Ritual Wor yang Unik dari Papua
Pada masa penjajahan Belanda, suku Biak yang tinggal di pulau Biak dan Numfor disebut Papoesche Zeerovers yang artinya "bajak laut Papua".
Editor: Brand Creative Writer
TRIBUNNEWS.COM - Di Teluk Cendrawasih, sebelah utara Papua, terdapat suku pelaut terkenal yang sudah terkenal sejak zaman Belanda. Pada masa penjajahan Belanda, suku Biak yang tinggal di pulau Biak dan Numfor disebut Papoesche Zeerovers yang artinya "bajak laut Papua".
Berbekal keterampilan pelayaran yang sangat baik, suku Biak dikenal sebagai Viking Papua. Beberapa sumber menyebutkan bahwa pada tahun 1400-an terjadi kemarau panjang di Biak.
Hal ini menyebabkan penduduk di sana pindah keluar daerahnya untuk bertahan hidup melalui perdagangan dan pembajakan dari kapal-kapal di sekitar Teluk Cendrawasih.
Masyarakat adat bercerita, pada masa penjajahan karena letaknya yang strategis, pulau yang bernama asli Warmambo ini diubah menjadi hub penerbangan internasional oleh Belanda.
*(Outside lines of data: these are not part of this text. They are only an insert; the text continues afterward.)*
PR #861, opened 2022-11-09
Feat/fastify holocron cdn

dogpatch626:
migrating one-app-holocron-dev-cdn into one app itself while refactoring it to use Fastify 
## Types of Changes

- [ ] Dependency update
- [ ] Security update

## Checklist:


__tests__/server/devHolocronCdn.spec.js
```diff
@@ -0,0 +1,58 @@
+/*
```
giulianok, line 1: curious why it went from `devHolocronCDN.spec.js` to `devHolocronCdn.spec.js`, I believe that that file name change makes github treat them as different files (one being deleted and another as new)

dogpatch626: Yeaaa see what happened is that I deleted it originally I believe thinking that it was not needed for coverage but then I re added it not undoing the deletion but re adding the file and I guess I messed up the name

src/server/utils/devCdnFactory.js
```diff
@@ -0,0 +1,188 @@
...
+  oneAppDevCdn.register(cors, {
+    origin: [
+      `http://localhost:${appPort}`,
+      `http://${ip.address()}:${appPort}`,
+      undefined,
+    ],
+  });
+
+  // for locally served modules
+  // oneAppDevCdn.use('/modules', express.static());
```
giulianok, line 70: remove

src/server/utils/devCdnFactory.js
```diff
@@ -0,0 +1,188 @@
...
+  oneAppDevCdn.get(`${routePrefix}/module-map.json`, async (req, reply) => {
+    const hostAddress = useHost ? `http://${req.headers.host}` : `http://localhost:${process.env.HTTP_ONE_APP_DEV_CDN_PORT}`;
+
+    const remoteMapRequest = remoteModuleMapUrl
+      ? await got(remoteModuleMapUrl, {
+        agent: {
+          https: new ProxyAgent(),
+          http: new ProxyAgent(),
+        },
+      }).then(
```
giulianok, line 90: by replacing the `then` with an `await` will make the code more readable

src/server/utils/devCdnFactory.js
```diff
@@ -0,0 +1,188 @@
...
+        (r) => {
+          // clear out remoteModuleBaseUrls as the new module map now has different urls in it
+          // not clearing would result in an ever growing array
+          remoteModuleBaseUrls = [];
+          const remoteModuleMap = JSON.parse(r.body);
+          const { modules } = remoteModuleMap;
+          const oneAppDevStaticsAddress = `${hostAddress}/static`;
+          Object.keys(modules).forEach((moduleName) => {
```
giulianok, line 98: `map` is a better fit than `forEach` since it will avoid mutation and generate a new array that can be assigned to `remoteModuleBaseUrls`

src/server/utils/devCdnFactory.js
```diff
@@ -0,0 +1,188 @@
...
+      })
+      : {};
+    const localMapRequest = useLocalModules ? JSON.parse(getLocalModuleMap({
+      pathToModuleMap: path.join(localDevPublicPath, 'module-map.json'),
+      oneAppDevCdnAddress: hostAddress,
+    })) : {};
+
+    // remoteMap always fulfilled
+    const remoteMap = remoteMapRequest;
+    const localMap = localMapRequest;
```
giulianok, line 135: are these assignments needed?

src/server/utils/devCdnFactory.js
```diff
@@ -0,0 +1,188 @@
...
+      const remoteModuleBaseUrlOrigin = new URL(knownRemoteModuleBaseUrl).origin;
+      got(`${remoteModuleBaseUrlOrigin}/${req.url}`, {
+
+        headers: { connection: 'keep-alive' },
+        agent: {
+          https: new ProxyAgent(),
+          http: new ProxyAgent(),
+        },
+      })
+        .then((remoteModuleResponse) => reply
```
giulianok, line 168: `await` would make the code more readable

giulianok (changes requested):

src/server/devHolocronCDN.js
```diff
@@ -18,36 +18,20 @@
 
 import path from 'path';
 import fs from 'fs';
-import express from 'express';
-import cors from 'cors';
 import { argv } from 'yargs';
-import Fastify from 'fastify';
-import fastifyExpress from '@fastify/express';
-import oneAppDevCdn from '@americanexpress/one-app-dev-cdn';
+import oneAppDevCdn from './utils/devCdnFactory';
```
giulianok, line 22: do we really need the business logic in `utils/devCdnFactory`? why can't we just put all the code from `utils/devCdnFactory` in this file?

giulianok (changes requested):

__tests__/server/devHolocronCdn.spec.js
giulianok: it would be great to maintain the same name since the tested file is actually called `devHolocronCDN` and to get a diff from github and see what have changed (easier to review)

PR #880, opened 2022-12-07
feat(fastifyholocroncdn): fix git commits

dogpatch626:
Migration and refactor of devHolocronCdn
## Types of Changes

- [ ] Dependency update
- [ ] Security update

## Checklist:


src/server/utils/devCdnFactory.js
```diff
@@ -0,0 +1,194 @@
...
+    const response = await got(remoteModuleMapUrl, {
+      agent: {
+        https: new ProxyAgent(),
+        http: new ProxyAgent(),
+      },
+    });
+
+    // clear out remoteModuleBaseUrls as the new module map now has different urls in it
+    // not clearing would result in an ever growing array
+    remoteModuleBaseUrls.splice(0, remoteModuleBaseUrls.length);
```
dogpatch626, line 43: as a preemptive explanation of this line, I had to clear the array in place as if I just re-assigned it like so 
```js remoteModuleBaseUrls = []``` it does not modify the original array which needs to be done

PR #882, opened 2022-12-07
feat(fastifycdn): migrate holocron cdn to fastify

dogpatch626:
holocron dev cdn migration
## Types of Changes

- [ ] Dependency update
- [ ] Security update

## Checklist:


__tests__/server/utils/devCdnFactory.spec.js
```diff
@@ -0,0 +1,674 @@
+/*
+ * Copyright 2019 American Express Travel Related Services Company, Inc.
```
code-forger, line 2:
```suggestion
 * Copyright 2022 American Express Travel Related Services Company, Inc.
```

src/server/utils/devCdnFactory.js
```diff
@@ -0,0 +1,194 @@
...
+) => remoteModuleBaseUrls.find((remoteModuleBaseUrl) => {
+  const remoteModuleUrlOrigin = new URL(remoteModuleBaseUrl).origin;
+  const remoteModulePath = remoteModuleBaseUrl.replace(remoteModuleUrlOrigin, '');
+
+  return incomingRequestPath.startsWith(remoteModulePath);
+});
+
+const consumeRemoteRequest = async (remoteModuleMapUrl, hostAddress, remoteModuleBaseUrls) => {
+  try {
+    const response = await got(remoteModuleMapUrl, {
```
code-forger, line 34: Why use `got` and not `node-fetch` (like the rest of our systems do)?

dogpatch626: Im honestly not entirely sure, It might be because of the use for proxyAgent Im not sure if node-fetch supports that natively?

dogpatch626: to do it apparently we need to use a package https-proxy-agent as long as proxy agent to make it work

Matthew-Mallimo: https://www.npmjs.com/package/node-fetch#custom-agent

bishnubista (approved):

package.json
```diff
@@ -110,6 +110,7 @@
     "express-rate-limit": "^6.5.1",
     "fastify": "^4.10.2",
     "fastify-plugin": "^4.2.0",
+    "got": "^11.8.3",
```
Matthew-Mallimo, line 113: We should remove this

src/server/utils/devCdnFactory.js
```diff
@@ -0,0 +1,199 @@
...
+
+  if (remoteModuleMapUrl) {
+    console.log(`one-app-dev-cdn loading module map from ${remoteModuleMapUrl}`);
+  } else {
+    console.log('one-app-dev-cdn only using locally served modules');
+  }
+
+  const oneAppDevCdn = Fastify();
+
+  if (process.env.NODE_ENV === 'production') {
```
giulianok, line 110: this check is already in place (see https://github.com/americanexpress/one-app/blob/feature/express-fastify-migration/src/server/index.js#L149). I don't think this is very useful since it returns an empty fastify instance, the server can be initialized but no routes will be available. I suggest to just throw an error, and even before creating the Fastify instance

src/server/utils/devCdnFactory.js
```diff
@@ -0,0 +1,199 @@
...
+
+    const localMap = useLocalModules ? JSON.parse(getLocalModuleMap({
+      pathToModuleMap: path.join(localDevPublicPath, 'module-map.json'),
+      oneAppDevCdnAddress: hostAddress,
+    })) : {};
+    let remoteMap = {};
+
+    if (remoteModuleMapUrl !== undefined) {
+      remoteMap = await consumeRemoteRequest(remoteModuleMapUrl, hostAddress, remoteModuleBaseUrls);
+    }
```
giulianok, line 148: we can simplify it by just converting it into an inline condition statement, e.g.

```
const remoteMap = remoteModuleMapUrl != null ? await consumeRemoteRequest(remoteModuleMapUrl, hostAddress, remoteModuleBaseUrls) : {}
```

Mutation makes code less readable because we have to search for the parts where the mutation happens, in this case, it can be avoided

giulianok (changes requested):

giulianok (approved):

Selama Perang Dunia II, mereka mendirikan bandara yang sekarang dikenal sebagai Bandara Internasional Frans Kaisiepo.
Bandara ini juga menjadi pusat informasi Misi Pembebasan Irian Barat atau Operasi Tri Komando Rakyat (Trikora) pada tahun 1961-1962. Mulai saat ini Pulau Biak dan Numfor beserta 2 pulau kecil lainnya dikenal sebagai Kabupaten Biak-Numfor.
Terdiri dari sembilan belas distrik, distrik seluas 2.602 km2 yang dulu bernama Schouten Eilanden pada masa penjajahan, kini masuk dalam wilayah administrasi provinsi Papua.
Selain sejarahnya yang panjang, sebagai entitas budaya, suku Biak memiliki banyak manifestasi budaya yang berbeda. Salah satunya adalah seni pertunjukan tradisional berupa tarian dan nyanyian, yang merupakan bagian integral dari ritual sakral dan magis tradisi mereka.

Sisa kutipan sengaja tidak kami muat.